Sunday, April 24, 2011

Easter Memories


Today, even though I had a great brunch with family, I was feeling so ill at ease. It night seem strange, because you are supposed enjoy the time with your loved ones. As I got my first cup of coffee, I realized that my husband was at work today and my mother was gone. It felt so irregular without my Mother-in-Law Linda, and the rest of the family as well. Just so many differences. My mother loved Easter, and still bought candy for us, even as we became adults. Of course that candy, eventually, came with flowers as we grew up. My Mother-in-Law would have dinner with us and my Father-in-Law, Sister-in-Law, and Brother-in-Law, and Mom would have Dad, Lenore, Tim, Don and I for brunch at the restaurant of our choosing earlier that day. I can even recall when I was a kid going to Easter breakfast at my grandmother's house. That was always an elaborate banquet of food.

The wind up for Easter, in my family, was never the same pomp and circumstance as Christmastime, although you had the annual Allaire State Park Easter Egg Hunt, which was always fun. You had your visit to the Easter Bunny, which resulted in a coloring book, maybe some candy, and a healthy fear of people in rabbit costumes. Most of them just smelled like dust and pee. Santa, was much the same in the smell department, with a less menacing face. Santa got NORAD and transportation to deliver frivolous amounts of toys, and the Easter Bunny encourages the consumption of tooth rotting, weight gaining candy by giving baskets of it away.

Easter was easy, because I didn't have to make a list. Christmas is when you poured through the Toys "R" Us circulars and chart which toys you absolutely wanted under that tree. Most of the time parents just picked the ones they could afford or chose evenly for the both of us and then call it quits when it came to that holiday. Whereas on Easter, they pretty much bought two gorgeous baskets and a basket in the middle to share. I used to call that the community basket. A great deal of the candy was Russell Stover, which was Mom's favorite. I'm convinced it was her segue into sampling some of the marshmallow bunnies.

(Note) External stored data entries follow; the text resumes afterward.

PR #245, opened 2024-01-31
Fixes from Integration tests

tech3371:
# Change Summary

fixes some integration testings

### DIFF
--- a/sds_data_manager/lambda_code/SDSCode/batch_starter.py
+++ b/sds_data_manager/lambda_code/SDSCode/batch_starter.py
@@ -294,12 +294,27 @@ def prepare_data(filename, upstream_dependencies):
 
     # Prepare the final command
     # Pre-construct parts of the string
-    instrument_part = f"--instrument {instrument}"
-    level_part = f"--level {level}"
-    file_path = f"--file_path '{s3_base_path}{filename}'"
-    dependency_part = f"--dependency {upstream_dependencies}"
-
-    prepared_data = f"{instrument_part} {level_part} {file_path} {dependency_part}"
+    # NOTE: Batch job expects command like this:
+    # "Command": [
+    #     "--instrument",
+    #     "swe",
+    #     "--level",
+    #     "l1b",
+    #     "--file_path",
+    #     "imap/swe/l1b/2023/09/imap_swe_l1b_lveng-hk_20230927_20230927_v01-00.cdf",
+    #     "--dependency",
+    #     "[{'instrument': 'swe', 'level': 'l0', 'version': 'v00-01'}]"
+    #   ]
+    prepared_data = [
+        "--instrument",
+        instrument,
+        "--level",
+        level,
+        "--file_path",
+        s3_base_path + filename,
+        "--dependency",
+        f"{upstream_dependencies}",
+    ]
 
     return prepared_data
 
@@ -359,10 +374,17 @@ def send_lambda_put_event(command_parameters):
     command_parameters : str
         IMAP cli command input parameters.
         Example of input:
-            "--instrument codice
-            --level l1a
-            --file_path '<s3-filepath>'
-            --dependency 'list of dict'"
+            [
+            "--instrument",
+            "hit",
+            "--level",
+            "l1a",
+            "--file_path",
+            ("imap/hit/l1a/2024/01/"
+            "imap_hit_l1a_sci_20240101_20240102_v00-01.cdf"),
+            "--dependency",
+            "[{'instrument': 'hit', 'level': 'l0', 'version': 'v00-01'}]",
+        ]
     Returns
     -------
     dict
@@ -371,9 +393,8 @@ def send_lambda_put_event(command_parameters):
     event_client = boto3.client("events")
 
     # Get event inputs ready
-    command = command_parameters.split("--")
-    file_path = command[3].replace("file_path '", "").replace("' ", "")
-    dependency = command[-1].replace("dependency ", "")
+    file_path = command_parameters[5]
+    dependency = command_parameters[7]
 
     # Create event["detail"] information
     detail = {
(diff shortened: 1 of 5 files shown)


sds_data_manager/lambda_code/SDSCode/batch_starter.py
```diff
@@ -450,16 +471,24 @@ def lambda_handler(event: dict, context):
...
-            batch_client.submit_job(
-                jobName=filename,
+        for downstream_data in downstream_instruments_to_process:
+            filename = downstream_data["filename"]
+
+            command = downstream_data["prepared_data"]
+            logger.info(f"Submitting job with this command - {command}")
+            # NOTE: The batch job name should contain only
+            # alphanumeric characters and hyphens.
+            logger.info(f"Job name: {instrument}-{level}-job")
```
greglucas: Does the job name need to be unique with an extra hash or anything added?

You might want to bring that string out and store it for logging here and setting it later.
```python
job_name = f"{instrument}-{level}-job"
logger.info("Job name: %s", job_name)
```

sds_data_manager/lambda_code/SDSCode/batch_starter.py
```diff
@@ -450,16 +471,24 @@ def lambda_handler(event: dict, context):
...
+            response = batch_client.submit_job(
+                jobName=f"{instrument}-{level}-job",
                 jobQueue=job_queue,
                 jobDefinition=job_definition,
                 containerOverrides={
-                    "command": [instrument["prepared_data"]],
+                    "command": downstream_data["prepared_data"],
```
greglucas, line 492: No need to update here, but it is still a bit confusing to me the downstream/upstream and causes me to think every time. It almost seems like we could possibly only use one (upstream), and then call this `new_file` or something instead of downstream to really separate out the confusion with both streams.

sds_data_manager/lambda_code/SDSCode/indexer.py
```diff
@@ -295,18 +297,10 @@ def batch_event_handler(event):
...
-    #   'level l1a ',
-    #   "file_path 'path/filename'",
-    #   "dependency [{'instrument': 'hit', 'level': 'l0', 'version': 'v00-01'}]"
-    #  ]
-    command = event["detail"]["container"]["command"][0].split("--")
+    command = event["detail"]["container"]["command"]
 
     # Get event inputs ready
-    file_path = command[3].replace("file_path '", "").replace("'", "")
+    file_path = command[5]
```
greglucas, line 303: Would it be possible to add this to the event information as another field that could be looked up rather than needing to parse a command out?

sds_data_manager/stacks/indexer_lambda_stack.py
```diff
@@ -72,15 +72,15 @@ def __init__(
...
+                "S3_DATA_BUCKET": data_bucket.bucket_name,
                 "SECRET_NAME": db_secret_name,
             },
         )
 
         # events:PutEvents
         put_event_policy = iam.PolicyStatement(
             effect=iam.Effect.ALLOW,
-            actions=["events:PutEvents"],
+            actions=["events:PutEvents", "s3:*"],
```
greglucas, line 85: Why is the s3:* needed here? Might be worth a comment.

tests/lambda_endpoints/test_batch_starter.py
```diff
@@ -227,12 +230,16 @@ def test_lambda_handler(test_file_catalog_simulation, batch_client, sts_client):
...
-        "imap_swapi_l1_sci-1m_20230724_20230724_v02-01.cdf' "
-        "--dependency [{'instrument': 'hit', 'level': 'l0', 'version': 'v00-01'}]"
-    )
+    input_command = [
+        "--instrument",
+        "hit",
+        "--level",
+        "l1a",
+        "--file_path",
+        ("imap/hit/l1a/2024/01/" "imap_hit_l1a_sci_20240101_20240102_v00-01.cdf"),
```
```suggestion
        "imap/hit/l1a/2024/01/imap_hit_l1a_sci_20240101_20240102_v00-01.cdf",
```

tests/lambda_endpoints/test_indexer_lambda.py
```diff
@@ -185,13 +185,17 @@ def test_batch_job_event(test_engine, write_to_s3, events_client, set_env):
                     "123456789012.dkr.ecr.us-west-2.amazonaws.com/" "codice-repo:latest"
                 ),
                 "command": [
```
greglucas, line 187: I'm not sure I follow this command and what it is doing.
I read it as: process the SWE instrument at l1b, but the filepath is for SWAPI l1, and the dependency is SWE l0.

greglucas (commented):
It looks like you're pulling things out of the event command to use in other places. I think it might make sense to put some of those directly into the event as named items because I can imagine the command is going to change over time.

laspsandoval (approved):
Thanks for the changes.

sds_data_manager/lambda_code/SDSCode/indexer.py
tech3371: we can't do that because this event is sent by AWS and we can't change that. But if we want, we can send event from within batch job but I think we decided not to do that since instrument may not do same in their L3 code.

tests/lambda_endpoints/test_indexer_lambda.py
tech3371: good catch. I was copy pasting lot yesterday with fix. It was remain from that. will fix it.

sds_data_manager/lambda_code/SDSCode/indexer.py
greglucas: Ahh, I see. That makes sense to me then that we need to parse this. We can try and think about other options later.

greglucas (approved):

tech3371:
I am going to merge this over codecov percentage being low because we are going to be making changes in the near future.

PR #247, opened 2024-02-02
MNT: Standardize logging across the package

greglucas:
# Change Summary

We should get an explicit logger in the module and set that log level rather than the global log level. If we set the global logger's level we get a lot of external boto debug logs that aren't of interest and pollute our logs.

* If we are logging from a caught exception log that at the error level
* Set INFO log level rather than debug. Debug should be for when we are actively debugging or want to go look into things later.


laspsandoval (approved):
That makes sense. Thanks for changing it.

bourque (approved):
LGTM

PR #3540, opened 2026-02-26
Allow multiple search positions in MastMissions

snbianco:
`MastMissions` query functions now support single or multiple targets via `coordinates` and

Everything, when it came to these points in the year, was surrounded with love and, even though I'm not religious, I still feel that void. Holidays were a special time for my Mother and she took great pains to make everyone feel special. She had this unwavering faith that everything she did had a purpose and that a higher power always had a plan for everyone. I don't think that's true, because she definitely had her own order. The holidays were always the way she planned them, even when I was hosting them, and it seems so alien to have it any other way now.